Action item: A line belongs in the answer if it contains "news"; copy every such line from the entries below.
══ Supplied data
PR #422, opened 2025-08-17
Home page global collection

### LINKED ISSUE #248: AC Staff can publish news rich text box on home page
Staff can add important news directly below the forecast

Examples:
- Forecasting starts on 12/1
- Spring forecasting schedule
- Forecasting has ended 

Image

busbyk:
Resolves #248 
Contributes to #6 

## Key changes

This introduces a global collection, `homePages`, to control CMS content to be displayed on a center's home page along with the map widget. 
- Quick links (buttons that render next to the map on desktop and below it on mobile)
- Highlighted content (the intent is for this to be used for forecaster news but could be for anything)
- Layout (an array of blocks that render just like the pages collection pages)

## Things to consider

- There was some discussion about restricting access to controlling the news on the home page to forecasters. Since I took the approach of a very generic "highlighted content" section, does this still make sense? We could certainly restrict updating that field to a specific tenant role if we wanted to. 
- The height of the map is still controlled in the AFP. I think this is fine for now but eventually we may want to take control of that by passing a prop to the map widget. That would require a PR to the `afp-public-widgets` repo. 
- We can play around with the layout of quick links and map widths as well. Happy to do a live coding session to try these out. 

## Small changes included

- Seed script was using logo images for icons instead of the icon images. Fixes a corrupted icon image.
- Removes an unused argument in revalidateWidgetPages that was giving an eslint warning

## Screenshots
CleanShot 2025-08-16 at 20 22 48@2x
CleanShot 2025-08-16 at 20 23 32@2x
CleanShot 2025-08-16 at 20 23 20@2x


src/collections/HomePages/index.tsx
```diff
@@ -0,0 +1,175 @@
...
+    afterChange: [revalidateHomePage],
+    beforeChange: [populatePublishedAt],
+    afterDelete: [revalidateHomePageDelete],
+  },
+  versions: {
+    drafts: {
+      autosave: true,
+    },
+    maxPerDoc: 10,
+  },
```
stevekuznetsov, line 192: Schema looks good!

PR #426, opened 2025-08-18
Explicit cookie domain setting & token cookie rename

### LINKED ISSUE #425: Mismatch between root domain env var and cookie domain causes permissions errors
**Describe the bug**
I cant save/publish any changes in the admin panel at the moment

**Screenshots**
I get this in a lot of places: 

Image

When trying to edit a page, I can't get a new block to load

**Environment details**

- Desktop/mobile/tablet
- Chrome

busbyk:
Resolves #425 

See decision doc.

### DIFF
--- a/docs/decisions/009-cookie-domain.md
+++ b/docs/decisions/009-cookie-domain.md
@@ -1,0 +1,27 @@
+# Explicitly Setting the Cookie Domain
+
+Date: 2025-08-18
+
+Status: accepted
+
+## Context
+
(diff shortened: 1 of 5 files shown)


busbyk:
Playing devil's advocate against myself here: setting our `NEXT_PUBLIC_ROOT_DOMAIN` to `avy-fx.org` (i.e. the apex domain) and adding a 307 redirect in our DNS for `www.avy-fx.org` -> `avy-fx.org` solves this problem without any code changes necessary. I wonder if we even need this changes / if we want the consequence of cookies being shared across subdomains (which necessitates the cookie prefix so they aren't shared across environments since we use the same root domain).

busbyk:
I'm just leaving this open in case anyone is excited about this change for some reason but I think I've effectively talked myself out of it.

busbyk:
We can re-open if necessary

PR #427, opened 2025-08-19
Minimize seed data

rchlfryn:
Minimizing seed data to only seed 4 bios per AC.

Feel free to yes and adding a flag or command to conditionally pick up a bio file. I have not had time


busbyk (approved):
I love it!

PR #428, opened 2025-08-19
Blog List Block

### LINKED ISSUE #244: Blocks: Blog listing
Block that can list blog posts:

Image

Should accept optional:
- heading/title
- tags to filter results by

Probably sort by ascending date published

busbyk:
Resolves #244 

## Backstory

This was a little different than our existing blocks because the data displayed is based on a query. Figuring out the best way to do this was a bit of a journey because of live preview, the complexity of our revalidation logic, and the timing of hooks. 

Turns out we can't use the Payload Local API in components that we embed in the our RichText component (the jsx converts don't like that). So I first implemented the use of an `afterRead` hook to execute the query and store the data in a hidden field on the block. This worked really well and played nicely with everything except for revalidation of blocks in the posts collection. 

Determining what blocks are in a `richText` field is done by inspecting the `blocksInContent` field which is kept up to date via a `beforeChange` hook. This hook runs before the `queriedPosts` field's afterRead hook (same deal for afterChange hooks) and so wouldn't recognize that a given post was actually in that document's `richText` field. 

I tried a few other approaches including `beforeChange` hooks on the fields that determine the query (`filterByTags`, `sortBy`, `maxPosts`) but you can only update the field's value in a `FieldHook` not any other fields' values. 

So I finally went with a custom field component for the `queriedPosts` field that uses the rest API to update the value of the `queriedPosts` field in real time. This has the side benefit of showing the user which posts will be displayed without needing to use the live preview. It renders a readOnly `SelectInput`. 

Ah the complexities of Payload and Next.js revalidation. 

## Features

- Allows dynamic posts via fields: tags, maxPosts, sort (same options as blog listing page)
- View all button uses tags, sort in the query params so the same options will be applied to the blog listing page upon visiting that link
- Allows setting staticPosts to manually pick specific blog posts to display in the list
- Can optionally wrap in a container in the RichText BlocksFeature
- Has a max height allowing 4 posts + a bit of the fifth with scrolling enabled
- A fallback graphic when a post does not have a featuredImage

## Revalidation

This identified some limitations with the revalidation helpers to find blocks and relationships embedded in routable collections. I considered opening a separate PR but this can't be deployed without updating the revalidation to handle deeply nested hasMany relationship fields because pages wouldn't be revalidated correctly in production. 

## Middleware and resolveTenant fns 

I originally wrote this to use the Payload Local API in the BlogListBlockComponent directly before realizing that the jsx converter wouldn't allow that. In that design I needed a way to determine the tenant to filter results by it. So I updated the middleware to always add the `payload-tenant` cookie  when not on the root domain - not just on `/admin`. 

Now that I'm querying the Local API in the afterRead hook the tenant _should_ always be available on the incoming data arg because all collections that we embed this in, as of right now, have a tenant field on them. 

So:
```
  const tenant =
    data && 'tenant' in data && typeof data?.tenant === 'number'
      ? await resolveTenantFromCookie(req.headers)
      : null
```

Became this:
```
  const tenant =
    data && 'tenant' in data && typeof data?.tenant === 'number'
      ? await resolveTenant(data.tenant)
      : null
```

But I liked the option of determining the tenant from the cookie in `(frontend)` server components so I left the new `resolveTenantFromCookie` function and middleware changes in. I also simplified the existing resolveTenant function. If it's super annoying to have those changes in here I can strip them out. 

## Screenshots

In RenderBlocks:
CleanShot 2025-08-19 at 11 08 54@2x

Mobile:
CleanShot 2025-08-19 at 11 09 20

More than 4 posts + post with a missing featuredImage using the fallback graphic:
CleanShot 2025-08-19 at 11 22 34

In RichText BlocksFeature with wrapInContainer=false (default):
CleanShot 2025-08-19 at 11 07 36

In a RichText BlocksFeature with wrapInContainer=true:
CleanShot 2025-08-19 at 11 06 09


public/thumbnail/BlogListThumbnail.jpg
rchlfryn, line 1: ⛏️  Can we add the title and buttons here since it is always shown? I added to the one you made in figma. Lmk what you think

src/blocks/BlogList/Component.tsx
```diff
@@ -0,0 +1,95 @@
...
+  if (!posts) {
+    return null
+  }
+
+  const bgColorClass = `bg-${backgroundColor}`
+
+  return (
+    <div className={cn(wrapInContainer && bgColorClass)}>
+      <div className={cn(wrapInContainer && 'container py-16', className)}>
+        <div className="bg-card text-card-foreground p-6 border shadow rounded flex flex-col gap-6">
```
rchlfryn: I think we want `rounded-lg` here

src/blocks/BlogList/config.ts
```diff
@@ -0,0 +1,137 @@
...
+    }),
+    label: 'Below Heading Content',
+    admin: {
+      description: 'Optional content to display below the heading and above the blog list.',
+    },
+  },
+  colorPickerField('Background color'),
+]
+const defaultPostRelatedFields: Field[] = [
+  {
```
rchlfryn, line 40: ⛏️  I can take or leave this... maybe we move the filter to after max post integer? For UX, I try to keep all required things together and towards the top.

src/blocks/BlogList/config.ts
```diff
@@ -0,0 +1,137 @@
...
+      { label: 'Newest to Oldest', value: '-publishedAt' },
+      { label: 'Oldest to Newest', value: 'publishedAt' },
+    ],
+    required: true,
+    admin: {
+      description: 'Select how the list of posts will be sorted.',
+    },
+  },
+  {
+    name: 'maxPosts',
```
rchlfryn, line 65: Shouldn't this be required? I am guessing it is not if we want an infinite amount of posts to show, but we have a fallback limit of 4
```ts          
limit: String(maxPosts || 4),
```

src/blocks/BlogList/Component.tsx
```diff
@@ -0,0 +1,95 @@
...
+                }
+
+                return null
+              })
+            ) : (
+              <h3>There are no posts matching these results.</h3>
+            )}
+          </div>
+          {!hasStaticPosts && (
+            <Button asChild className="w-full not-prose">
```
rchlfryn: Can we remove full width for desktop? `md:self-start` should do the trick. Also will need to remove `w-full not-prose` since they are not doing anything

src/blocks/BlogList/config.ts
```diff
@@ -0,0 +1,137 @@
...
+    hasMany: true,
+    admin: {
+      readOnly: true,
+      components: {
+        Field: '@/blocks/BlogList/fields/QueriedPostsComponent#QueriedPostsComponent',
+      },
+    },
+  },
+  {
+    name: 'staticPosts',
```
rchlfryn, line 92: This should be required because if a user does not select posts here, it does not display the queried posts. Is that the intentional behavior?

src/blocks/BlogList/Component.tsx
```diff
@@ -0,0 +1,95 @@
...
+                <h2>{heading}</h2>
+              </div>
+            )}
+            {belowHeadingContent && (
+              <div>
+                <RichText data={belowHeadingContent} enableGutter={false} />
+              </div>
+            )}
+          </div>
+          <div className="flex flex-col gap-4 not-prose max-h-[400px] overflow-y-auto">
```
rchlfryn: Remove `not-prose` since it is not doing anything

src/blocks/BlogList/Component.tsx
```diff
@@ -0,0 +1,95 @@
...
+            {posts && posts?.length > 0 ? (
+              posts?.map((post, index) => {
+                if (typeof post === 'object' && post !== null) {
+                  return <PostPreviewSmallRow doc={post} key={`${post.id}__${index}`} />
+                }
+
+                return null
```
rchlfryn: Shouldn't we return `There are no posts matching these results.` here as well? maybe we could combine this with the previous posts check or remove it completely

src/blocks/BlogList/config.ts
```diff
@@ -0,0 +1,137 @@
...
+          ...rootFeatures,
+          BlocksFeature({
+            blocks: [ButtonsBlock, MediaBlock, GenericEmbedLexical],
+          }),
+          HorizontalRuleFeature(),
+          InlineToolbarFeature(),
+        ]
+      },
+    }),
+    label: 'Below Heading Content',
```
rchlfryn: ⛏️ 
```suggestion
    label: 'Content Below Heading',
```

src/blocks/BlogList/fields/QueriedPostsComponent.tsx
```diff
@@ -0,0 +1,130 @@
...
+    const fetchPosts = async () => {
+      setIsLoading(true)
+      setDisabled(true)
+
+      try {
+        const tenantId = typeof tenant === 'number' ? tenant : (tenant as { id?: number })?.id
+        if (!tenantId) return
+
+        const params = new URLSearchParams({
+          limit: String(maxPosts || 4),
```
rchlfryn, line 51: If this is left blank, I would assume the fallback would default to the max which is 10.

src/blocks/BlogList/config.ts
```diff
@@ -0,0 +1,137 @@
...
+export const BlogListBlockLexical = blogListBlockWithFields([
+  ...defaultStylingFields,
+  {
+    name: 'wrapInContainer',
+    admin: {
+      description:
+        'Checking this will render the block with additional padding around it and using the background color you have selected.',
+    },
+    type: 'checkbox',
+    defaultValue: false,
```
rchlfryn, line 134: Is there a reason the `defaultValue` here is false when it is true every where else in this PR (besides the rich text editor inline)?

src/blocks/BlogList/config.ts
rchlfryn: May have to alter migrations if we change this?

src/blocks/BlogList/Component.tsx
rchlfryn: Do we want to make columns for posts on desktop?

Image

rchlfryn (changes requested):
LG - a few nit picks and more style changes 

Question: Do we want to add this to the homepage as an option for content?

src/blocks/BlogList/Component.tsx
busbyk: Would you like to go with `rounded-lg` on all of our card-style components?

src/blocks/BlogList/config.ts
busbyk: We could make it required. The defaultValue here matches the fallback amount of 4 intentionally. I suppose a note in the description of the default would be good if we kept it optional. 

I often like to make things optional and handle missing values nicely to have as little friction to saving something as possible but I think that opinion is in the minority on the team.

src/blocks/BlogList/config.ts
busbyk: I figured that the tags filter is the most important field so I put it at the top of the post related fields. sortBy is required but it also can't be cleared so a user can't be held up by that being empty - it can't be empty.

src/blocks/BlogList/config.ts
busbyk: Hm if that's the case then perhaps you've found a bug. 

The behavior should be:
- If there are staticPosts selected, display only the staticPosts and do not display a view all button
- If there are no staticPosts selected, display the queriedPosts and display a view all button with query params matching filterByTags, sortBy

src/blocks/BlogList/Component.tsx
busbyk: `not-prose` is here intentionally. 

This component can be rendered as a block in the RichText component which has `prose` on it. Applying `not-prose` conditionally in the component's className is the logical solution but since belowHeadingContent is also a richText field, this would mess with the `prose` class styling there because a parent would have `not-prose` on it. 

So we need to apply `not-prose` more granularly to avoid `prose` styles being applied to this component.

busbyk: > Do we want to make columns for posts on desktop?
> 
> Image

Sure. I was following the designs:
CleanShot 2025-08-21 at 13 34 16@2x

But I think that's a nice design.

public/thumbnail/BlogListThumbnail.jpg
busbyk: Nice, looks good!

src/blocks/BlogList/Component.tsx
busbyk: Well this is for an individual post but we actually don't even need this check because I filter both queriedPosts and staticPosts to ensure they are objects and not null above already. So I'll just remove this check.

src/blocks/BlogList/config.ts
busbyk: Yea. The pattern I've used for this block, the GenericEmbed, and the SingleBlogPost has wrapInContainer always set to true for rendering the component in a blocks field / RenderBlocks component and defaults to false initially for rendering the component in a richText field / RichText component because that is typically how we render blocks in the RichText component but a user might want to set a background color with padding by wrapping in a container. 

https://github.com/NWACus/web/blob/blocks/blog-posts/src/components/RichText/index.tsx#L73

This field is only used in the lexical variant of this block field. So it makes sense for this to default to false.

src/blocks/BlogList/fields/QueriedPostsComponent.tsx
busbyk: I chose to fallback to the defaultValue of the field.

src/blocks/BlogList/config.ts
busbyk: Not for the label but I've had issues with needing to recreating migrations after merging from main where new migrations were added. So I've been just deleting the previous migrations and creating a new one which works well. So I just did that since there were two migrations for this PR anyways - now they're combined.

src/blocks/BlogList/fields/QueriedPostsComponent.tsx
busbyk: Let's decide on your other comment thread.

src/blocks/BlogList/config.ts
rchlfryn: I forgot to remove this comment. It did not load one time and then I could not recreate it. We will mark it as resolved for now.

src/blocks/BlogList/config.ts
rchlfryn: Let's leave this.

src/blocks/BlogList/Component.tsx
busbyk: I like it. Added.

src/blocks/BlogList/Component.tsx
busbyk: My laziness has been corrected 😅 : 

CleanShot 2025-08-21 at 16 13 24
CleanShot 2025-08-21 at 16 11 36

busbyk: Feel free to change the container query breakpoint

rchlfryn (approved):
════
Solution:
### LINKED ISSUE #248: AC Staff can publish news rich text box on home page
Staff can add important news directly below the forecast
- Highlighted content (the intent is for this to be used for forecaster news but could be for anything)
- There was some discussion about restricting access to controlling the news on the home page to forecasters. Since I took the approach of a very generic "highlighted content" section, does this still make sense? We could certainly restrict updating that field to a specific tenant role if we wanted to. 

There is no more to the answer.